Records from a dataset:

PR #128, opened 2026-05-13
feat: link memory — graph traversal, recall integration, and provider tools

coe0718:
Implements #125 — weighted graph traversal on top of the existing episodic_graph engine.

### 1. Enhanced graph traversal (episodic_graph.py)
- `find_related_memories` now accepts `edge_type` and `min_weight` filter params
- Returns rich dicts (`memory_id`, `edge_type`, `weight`, `depth`) instead of bare ID lists
- Proper deduplication across BFS depth levels

### 2. Recall integration (polyphonic_recall.py)
- `_graph_voice` now runs graph traversal from seed memory IDs discovered via entity extraction
- Discovers indirectly related memories through multi-hop ctx edges
- Score decays with hop distance (0.4 / depth)

### 3. Tool surface
- **mnemosyne_graph_query** — agent-driven multi-hop graph traversal with edge_type/min_weight filtering
- **mnemosyne_graph_link** — lets agents declare semantic edges between memories
- Both wired into provider dispatch (17 tools total) and plugin.yaml

## Testing
16 new tests covering: basic BFS traversal, edge_type filtering, weight threshold, depth control, result format, agent-declared edge types, auto-populated edges from beam.remember(), polyphonic voice integration, tool dispatch, and error paths.

None of these changes are on by default — polyphonic recall is gated behind `MNEMOSYNE_POLYPHONIC_RECALL=1` and the graph tools are only used when explicitly called. Zero behavior change for existing deployments.

PR #130, opened 2026-05-14
refactor: migrate test_extraction callers from deprecated TripleStore.add_facts to AnnotationStore.add_many

coe0718:
## Summary

Migrates two test functions in `test_extraction.py` from the deprecated `TripleStore.add_facts()` shim to `AnnotationStore.add_many()`:

- `test_triplestore_add_facts` — now calls `AnnotationStore.add_many` directly instead of routing through the deprecation shim with `warnings.catch_warnings`. Removed the `"x"` test case since `add_many` doesn't filter by string length.
- `test_triplestore_add_facts_empty` — same migration for the empty-list case.

Extracted from review feedback on PR #128 (graph traversal) where AxDSan noted these changes were orthogonal to the PR scope and belonged in their own PR.

## Testing

19/19 tests passing, zero warnings.

### DIFF
--- a/tests/test_extraction.py
+++ b/tests/test_extraction.py
@@ -162,35 +162,29 @@ def test_extract_facts_safe_exception_handling():
 
 
 def test_triplestore_add_facts():
-    """Test TripleStore.add_facts() batch storage.
+    """Test TripleStore.add_facts() batch storage — migrated to AnnotationStore.
 
-    Post-E6: add_facts is a deprecation shim that routes writes to the
-    AnnotationStore (not the triples table). This was changed during the
-    /review adversarial pass — pre-redirect, deprecated callers' facts
-    went into the triples table but the new recall path read from
-    annotations, making the facts silently invisible.
+    Post-E6: add_facts is a deprecation shim. Test calls AnnotationStore.add_many
+    directly instead.
     """
-    import warnings
     from mnemosyne.core.annotations import AnnotationStore
 
     with tempfile.TemporaryDirectory() as tmpdir:
         db_path = Path(tmpdir) / "test.db"
         init_triples(db_path)
 
-        triples = TripleStore(db_path=db_path)
-        with warnings.catch_warnings():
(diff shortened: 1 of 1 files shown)


steezkelly:
I reviewed this locally against the current PR head and current `origin/main`.

Commands/results:

```bash
/home/steve/.hermes/hermes-agent/venv/bin/python -m pytest tests/test_extraction.py -q
# 19 passed in 0.62s

/home/steve/.hermes/hermes-agent/venv/bin/python -m pytest tests/test_extraction.py tests/test_e6a_followup_gaps.py -q
# 33 passed in 3.41s

# trial merge current origin/main into the PR branch
# result: clean
```

Conclusion: the test migration itself behaves correctly and I did not see a merge conflict.

One non-blocking cleanup/coverage note before merge: the updated tests now call `AnnotationStore.add_many()` directly, but still carry `test_triplestore_add_facts*` names/docstrings and the top-level `TripleStore` import is now unused. Also, this removes the direct test coverage that `TripleStore.add_facts()` remains a compatibility shim to `AnnotationStore` during the deprecation window. If that shim compatibility is still important for one release, I would either keep/add a tiny explicit deprecated-shim test elsewhere, or rename these tests fully to `AnnotationStore` so the coverage intent is clear.

coe0718:
Fixing now Thanks

coe0718:
Addressed — renamed both test functions to `test_annotation_store_add_many*`, removed the unused `TripleStore` import, and updated the test name list in the runner. One reference to "deprecated TripleStore.add_facts shim" remains in the docstring as migration context. All 19 tests still passing.

AxDSan (approved):
Clean migration, zero regressions, all tests pass. Deprecation warnings gone from the primary extraction test file.

Three unmigrated callers remain in test_extraction_integration.py — they still work through the shim but emit deprecation warnings. Not blocking, but worth cleaning up in a follow-up PR for consistency.

Thanks coe 🙌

→ DIRECTIONS: What lines hold the string "migration"? Pick them out of the data.

→ ANSWER TO THIS TASK:
- `test_triplestore_add_facts_empty` — same migration for the empty-list case.
Conclusion: the test migration itself behaves correctly and I did not see a merge conflict.
Addressed — renamed both test functions to `test_annotation_store_add_many*`, removed the unused `TripleStore` import, and updated the test name list in the runner. One reference to "deprecated TripleStore.add_facts shim" remains in the docstring as migration context. All 19 tests still passing.
Clean migration, zero regressions, all tests pass. Deprecation warnings gone from the primary extraction test file.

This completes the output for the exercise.